Not infrequently an elaborate game of double-bluff is going on. Medical teams find it hard to suggest ‘no more, this is futile’ because they fear the reaction of relatives; at the same moment, relatives are perhaps thinking the same thing, but feel constrained
from saying so in case someone thinks them callous or avaricious. No one will speak openly and truthfully. And whilst this is going on, a helpless old person at the end of life is unable to die.

Death, of course, will win in the end. But not the old-fashioned Angel of Death, nor even the dark Reaper, with the swish of his scythe. No, it will be the modern, hospitalised death, accompanied by the hum of a hydraulic airbed, and the bleeping of electronic monitors fixed to our fragile hearts and arteries, of flashing lights and drugs and drips and suction machines. All the paraphernalia of modern technology will guide us to our graves. We, who are growing old, cannot expect our children, and still less our grandchildren, to be with us at the hour of our death. We cannot, realistically, expect even a nurse to be with us. Machines do not need a nurse, unless the red light flashes on the central monitor, indicating that a drop in blood pressure or cardiac arrest has occurred, and then it is more likely to be a resuscitation team than a nurse that comes to watch and
to wait.

 
 

I swear by the music of the expanding universe

and by the eloquence of the good in all of us

that I will excite the sick and the well

by the severity of my kindness

to a wholeness of purpose. I shall apply my knowledge,

curiosity ignorance and ability of listen.

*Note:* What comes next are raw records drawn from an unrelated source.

PR #565, opened 2023-06-09
Remove libzendoo hardcoded dependency

la10736:
The legacy implementation inherit from the librustzcash needs to define a dependency for each crate used from libzendoo. This implementation create a local cargo registry and download all crates in this registry : this implementation force to update all these dependency definition every time libzendoo change its dependency... it's just a useless duplication of the Cargo.lock file posted on libzendoo repo.

Later, in another PR, we'll move the Cargo.lock from libzendoo to zen repo in order to create this file just when we freeze the branch to prepare the release, provide it to who would rebuild zen from scratch and don't use it at all in developing stage.


JackPiri (approved):
The PR is fine to me.
I saw there are some old unused `*.mk` files (not associated with libzendoo) in the `depends/packages` directory, we could get rid of them in a later cleaning PR:
- `crate_ff.mk`
- `crate_ff_derive.mk`
- `crate_fuchsia-cprng.mk`
- `crate_group.mk`
- `crate_itertools.mk`
- `crate_wasi.mk`

Thanks,

drgora (approved):
Looks very good to me, thanks

ptagl (approved):
Just to be sure, we performed some synchronization tests with `zend` on Linux, Windows, and MacOS, and as expected, we didn't find any issues.

Thanks!

PR #567, opened 2023-06-23
Codacy warning clearance

titusen:
Methods arguments change to reference or l-value.

### DIFF
--- a/src/wallet-utility.cpp
+++ b/src/wallet-utility.cpp
@@ -47,9 +47,9 @@ class WalletUtilityDB : public CDB
 
         std::string getAddress(CDataStream ssKey);
         std::string getKey(CDataStream ssKey, CDataStream ssValue);
-        std::string getCryptedKey(CDataStream ssKey, CDataStream ssValue, std::string masterPass);
+        std::string getCryptedKey(CDataStream ssKey, CDataStream ssValue, const std::string& masterPass);
         bool updateMasterKeys(CDataStream ssKey, CDataStream ssValue);
-        bool parseKeys(bool dumppriv, std::string masterPass);
+        bool parseKeys(bool dumppriv, const std::string& masterPass);
 
         bool DecryptSecret(const std::vector<unsigned char>& vchCiphertext, const uint256& nIV, CKeyingMaterial& vchPlaintext);
         bool Unlock();
@@ -141,7 +141,7 @@ bool WalletUtilityDB::DecryptKey(const std::vector<unsigned char>& vchCryptedSec
 /*
  * Encrypted private key in WIF format
  */
-std::string WalletUtilityDB::getCryptedKey(CDataStream ssKey, CDataStream ssValue, std::string masterPass)
+std::string WalletUtilityDB::getCryptedKey(CDataStream ssKey, CDataStream ssValue, const std::string& masterPass)
 {
     mPass = masterPass.c_str();
     CPubKey vchPubKey;
@@ -188,7 +188,7 @@ bool WalletUtilityDB::updateMasterKeys(CDataStream ssKey, CDataStream ssValue)
 /*
  * Look at all the records and parse keys for addresses and private keys
  */
-bool WalletUtilityDB::parseKeys(bool dumppriv, std::string masterPass)
+bool WalletUtilityDB::parseKeys(bool dumppriv, const std::string& masterPass)
 {
     DBErrors result = DB_LOAD_OK;
     std::string strType;
--- a/src/wallet/asyncrpcoperation_sendmany.cpp
+++ b/src/wallet/asyncrpcoperation_sendmany.cpp
@@ -50,14 +50,14 @@ int find_output(UniValue obj, int n) {
 
 AsyncRPCOperation_sendmany::AsyncRPCOperation_sendmany(
         CMutableTransaction contextualTx,
-        std::string fromAddress,
-        std::vector<SendManyRecipient> tOutputs,
-        std::vector<SendManyRecipient> zOutputs,
+        const std::string& fromAddress,
+        std::vector<SendManyRecipient>&& tOutputs,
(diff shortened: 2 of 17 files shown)


src/wallet-utility.cpp
```diff
@@ -141,7 +141,7 @@ bool WalletUtilityDB::DecryptKey(const std::vector<unsigned char>& vchCryptedSec
 /*
  * Encrypted private key in WIF format
  */
-std::string WalletUtilityDB::getCryptedKey(CDataStream ssKey, CDataStream ssValue, std::string masterPass)
+std::string WalletUtilityDB::getCryptedKey(CDataStream ssKey, CDataStream ssValue, const std::string& masterPass)
 {
     mPass = masterPass.c_str();
```
drgora, line 146: Not actually introduced by your PR, but the previous version made me worry for the validity of the `char*` for a second. I believe this looks better:
```suggestion
    mPass = masterPass;
```

src/wallet/asyncrpcoperation_sendmany.cpp
```diff
@@ -50,9 +50,9 @@ int find_output(UniValue obj, int n) {
 
 AsyncRPCOperation_sendmany::AsyncRPCOperation_sendmany(
         CMutableTransaction contextualTx,
-        std::string fromAddress,
-        std::vector<SendManyRecipient> tOutputs,
-        std::vector<SendManyRecipient> zOutputs,
+        const std::string& fromAddress,
+        std::vector<SendManyRecipient>&& tOutputs,
+        std::vector<SendManyRecipient>&& zOutputs,
```
drgora, line 55: If I understand correctly your PR, I believe you want to `std::move(tOutputs)` and `std::move(zOutputs)` below, at line 60.
That would actually take advantage of the move semantics, otherwise you would still end up copying the content of the vectors (also notice line 72).

src/zcash/IncrementalMerkleTree.hpp
```diff
@@ -51,7 +51,7 @@ class MerklePath {
 
     MerklePath() { }
 
-    MerklePath(std::vector<std::vector<bool>> authentication_path, std::vector<bool> index)
+    MerklePath(std::vector<std::vector<bool>>&& authentication_path, std::vector<bool>&& index)
     : authentication_path(authentication_path), index(index) { }
```
drgora: Similarly to above, I believe here you might want to `std::move` this vectors?

drgora (approved):
Thank you for the PR, looks good to me!
I left only a couple of non critical comments.

src/wallet/asyncrpcoperation_sendmany.cpp
titusen: DOne

src/wallet-utility.cpp
titusen: Removed cause variable is not used.

src/zcash/IncrementalMerkleTree.hpp
titusen: done

src/wallet/asyncrpcoperation_sendmany.h
```diff
@@ -51,7 +51,7 @@ struct WitnessAnchorData {
 
 class AsyncRPCOperation_sendmany : public AsyncRPCOperation {
 public:
-    AsyncRPCOperation_sendmany(CMutableTransaction contextualTx, std::string fromAddress, std::vector<SendManyRecipient> tOutputs, std::vector<SendManyRecipient> zOutputs, int minDepth, CAmount fee = ASYNC_RPC_OPERATION_DEFAULT_MINERS_FEE, UniValue contextInfo = NullUniValue, bool sendChangeToSource = false);
+    AsyncRPCOperation_sendmany(CMutableTransaction contextualTx, const std::string& fromAddress, std::vector<SendManyRecipient>&& tOutputs, std::vector<SendManyRecipient>&& zOutputs, int minDepth, CAmount fee = ASYNC_RPC_OPERATION_DEFAULT_MINERS_FEE, UniValue contextInfo = NullUniValue, bool sendChangeToSource = false);
     virtual ~AsyncRPCOperation_sendmany();
     
     // We don't want to be copied or moved around
```
JackPiri, line 57: Checking the list by Codacy, it seems to me also the method:
`std::array<unsigned char, ZC_MEMO_SIZE> get_memo_from_hex_string(const std::string& s);`
at line 103 should be modified (together with its implementation in `asyncrpcoperation_sendmany.cpp`).

JackPiri (changes requested):
The PR is fine to me, apart from `src/wallet/asyncrpcoperation_sendmany.h/.cpp` which require additional refactoring on `get_memo_from_hex_string`.
Please address this comment and I'll mark my review as approved.
Thanks

src/wallet/asyncrpcoperation_sendmany.h
titusen: Done

src/wallet/asyncrpcoperation_sendmany.cpp
drgora: Thank you, that looks good. But now you need to adjust line 72 accordingly, where you should use the members of the class instead of the parameters that you moved from.

src/wallet-utility.cpp
drgora: Mh, from a quick looks it seems to me that it is passed as a parameter `SetKeyFromPassphrase()`. Am I missing something?

JackPiri (approved):

src/wallet/asyncrpcoperation_sendmany.cpp
titusen: Done

ptagl (approved):

a-petrini (approved):
Nice PR, thanks!

PR #569, opened 2023-06-30
Use rust 1.70.0 to compile rust dependencies

la10736:
Updated the rust version to 1.70.0

Also updated zendoo-mc-cryptolib to 0.4.0. The pk/vk generate with this version are different to the ones generate by the previous one but

- the old saved pk/vk will continue to work also with this version
- If a use would to che the old vk/pk should use the old version library

The `librustzcash` compilation emit 2 (trivial) warning that I shouted down with `RUSTFLAGS` env variable

### DIFF
--- a/configure.ac
+++ b/configure.ac
@@ -304,6 +304,7 @@ case $host in
      fi
 
      CPPFLAGS="$CPPFLAGS -D_MT -DWIN32 -D_WINDOWS -DBOOST_THREAD_USE_LIB"
+     LIBS="$LIBS -lntdll"
      LEVELDB_TARGET_FLAGS="TARGET_OS=OS_WINDOWS_CROSSCOMPILE"
      if test "x$CXXFLAGS_overridden" = "xno"; then
        CXXFLAGS="$CXXFLAGS -w"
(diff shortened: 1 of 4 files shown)


titusen (approved):
LGTM, thanks.

JackPiri (approved):
The PR is fine to me.
Thanks

configure.ac
```diff
@@ -304,6 +304,7 @@ case $host in
      fi
 
      CPPFLAGS="$CPPFLAGS -D_MT -DWIN32 -D_WINDOWS -DBOOST_THREAD_USE_LIB"
+     LIBS="$LIBS -lntdll"
```
drgora: I believe it would be cleaner to be consistent with lines 270-290. Could we use `AC_CHECK_LIB` here too, for `ntdll`?

drgora (changes requested):
Thank you for the PR. I just left one small comment, not really a blocker, but I think it's worth implementing.
Everything else looks good to me.

configure.ac
JackPiri: Done, please double check if we are aligned on this.

drgora: Yes, that is perfect, thank you!

drgora (approved):

a-petrini (approved):
Looks good, thanks for this PR!

ptagl (approved):

PR #1411, opened 2017-09-21
 [FIX JENKINS-47032] IE will give focus to StatusIndicator in creation flow

scherler:
# Description 

Can be seen in any creation flow. When using the keybaord to navigate in the create flow if you tab from an input field you get nothing and then tab again and you get the next element in the focus.

Basically you need to shift-tab or tab twice to move between the control elements when a statusIndicator is in between since it will "steal" the focus due the the svg not having focusable="false".

Happens in IE only, Edge is correct as is Chrome.

Testing needs to be done manually in an IE.

See [JENKINS-47032](https://issues.jenkins-ci.org/browse/JENKINS-47032).

# Note on IE

All SVG need to have focusable="false" otherwise IE may give them focus even if they are not anymore in the DOM and your document.activeElement becomes null and TAB_INDEX starts at top level (either document or browser(!)).

# Submitter checklist

# Reviewer checklist
- [ ] Reviewed the code

### DIFF
--- a/jenkins-design-language/src/js/components/status/StatusIndicator.jsx
+++ b/jenkins-design-language/src/js/components/status/StatusIndicator.jsx
@@ -66,7 +66,6 @@ class StatusIndicator extends Component {
             width = '24px',
             height = '24px',
             noBackground,
-            focusable = false,
         } = this.props;
 
         const groupClasses = [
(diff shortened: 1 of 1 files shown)


michaelneale:
huh, very nice @scherler !

@sophistifunk quick review? should be fine.

sophistifunk:
Making it an option for the status indicator (which doesn't serve as input) seems overkill, but code looks good 🐝

sophistifunk:
It's good to know that this behaviour exists though, and a bummer that it's browser-specific. Basically tab-navigation is awful across the entirety of BO, particularly WRT popups, dropdowns, and other modals. All of which are outside the scope of this issue!

scherler:
@sophistifunk yeah I agree regarding the prop, I guess that will never be set true, so dropping it.

Cheers for the quick review as always!

PR #1413, opened 2017-09-22
Enhancement/jenkins 47041 check plugin compatibility

michaelneale:
# Description

See [JENKINS-47041](https://issues.jenkins-ci.org/browse/JENKINS-47041).

This ads a test that installs @kzantow's executor view plugin, and then checks it loads. Rudimentary test of plugin backwards compatibility. 

This will not build yet, as the plugin needs to be published to the real UC to be used in this way. 
If you want to try this locally - checkout https://github.com/kzantow/blueocean-executor-info-plugin and `mvn install` it locally, you can then run the ATH and see it light up. 

PTAL @cliffmeyers @kzantow @vivek 

And @kzantow - if we publish this plugin, can make this real. 

# Submitter checklist

# Reviewer checklist
- [ ] Reviewed the code


acceptance-tests/src/main/java/io/blueocean/ath/pages/blue/ExecutorPluginPage.java
```diff
@@ -0,0 +1,52 @@
...
+    }
+
+    public void checkComputers() {
+            wait.until(ExpectedConditions.visibilityOfElementLocated(getSelectorExecutor()));
+
+
+    }
+
+    public By getSelectorExecutor() {
+        return By.cssSelector(".executor-info-cell");
```
michaelneale: are there other things we can do to check that things like JDL still work? what should appear? can we look for errors of some kind? must be other things we can do

michaelneale:
dependent on: https://issues.jenkins-ci.org/browse/HOSTING-427

michaelneale:
now waiting on https://github.com/jenkins-infra/repository-permissions-updater/pull/452 to be merged so I can deploy it

michaelneale:
PTAL @kzantow @vivek @alvarolobato @i386 

this checks that an external plugin actually loads in blue ocean (ie backwards compat)

michaelneale:
@kzantow not sure if circular, but the way the ATH runs (with maven) means it messes up with the ones from the blue ocean under test, so need to explicitly say not to use them (and thus it will use the blue ocean being tested).

PR #1416, opened 2017-09-24
upgrade declarative to the released version 1.2

michaelneale:
# Description

A simple version bump. see 

https://issues.jenkins-ci.org/browse/JENKINS-47083

@abayer @kzantow anything more than this needed?

### DIFF
--- a/blueocean-rest-impl/pom.xml
+++ b/blueocean-rest-impl/pom.xml
@@ -36,10 +36,6 @@
             <artifactId>display-url-api</artifactId>
         </dependency>
         <dependency>
-            <groupId>org.jenkins-ci.plugins</groupId>
-            <artifactId>scm-api</artifactId>
-        </dependency>
-        <dependency>
             <groupId>${project.groupId}</groupId>
             <artifactId>blueocean-jwt</artifactId>
         </dependency>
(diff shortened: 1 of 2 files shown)


michaelneale:
@vivek will need help resolving this one with all the bounds checking... (which is new, and probably good, I hope)

vivek:
@michaelneale upper bound check is enforced from parent plugin-pom, and yeah its supposed to do good to ensure one version of plugin/library version in class path. I am going to take a look at it.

I shall co-operate with wondering practitioners

in the arts and the sciences,

with all who care for people’s bodies and souls,

so that the whole person in relationship

shall be kept in view, their aspirations and their unease.

The secrets of the universal mind

I shall try to unravel to yield beauty and truth.

The fearful and sublime secrets told to me in confidence

I shall keep safe in my own heart.

I will not knowingly do harm to those in my care,

I will smile at them

and encourage them to attend to their dreams

and so hear the voices of their inner strangers.

If I keep to this oath I shall hope for the respect of my teachers,

and of those in my care and of the community,

and to be healed even as I am able to heal.

— David Hart

 

This poem was commissioned by the
Observer
newspaper to be a rewriting of the Hippocratic Oath, and was published there in July 1997. It was reprinted in
Setting the Poem to Words
(Five Seasons Press,
1998).

 
DR ELISABETH KUBLER-ROSS
 

(1926 - 2004)

 

Elisabeth Kubler was born in Switzerland, one of triplets, weighing only two pounds. No one expected the tiny baby to live, but from the start Elisabeth was a survivor. She fought for life, and survived to be the author of the seminal work
On Death and Dying.

She was thirteen years old when the Nazi armies marched into Poland, ruthlessly crushing the unprepared Polish Army as they attempted to defend their homeland, then rounding up hundreds of thousands of Jews, forcing them into trains and then taking them to … well, at the time, no one knew where. Elisabeth was a young girl, listening to a scratchy old box-radio with her family, and she bristled with anger as she heard the news. She made a silent promise to God that, when she was old enough, she would go to Poland and help the people to defeat their cowardly oppressors. Her father and brother later witnessed Nazi machine gunners shooting a human river of Jewish refugees as they attempted to cross the Rhine from Germany to the safety of Switzerland. Few made it to the Swiss side. Most of them floated down the river
-
dead. These atrocities were too great and too numerous to be hidden from a young girl already inflamed by the outrages, and she renewed her promise to God.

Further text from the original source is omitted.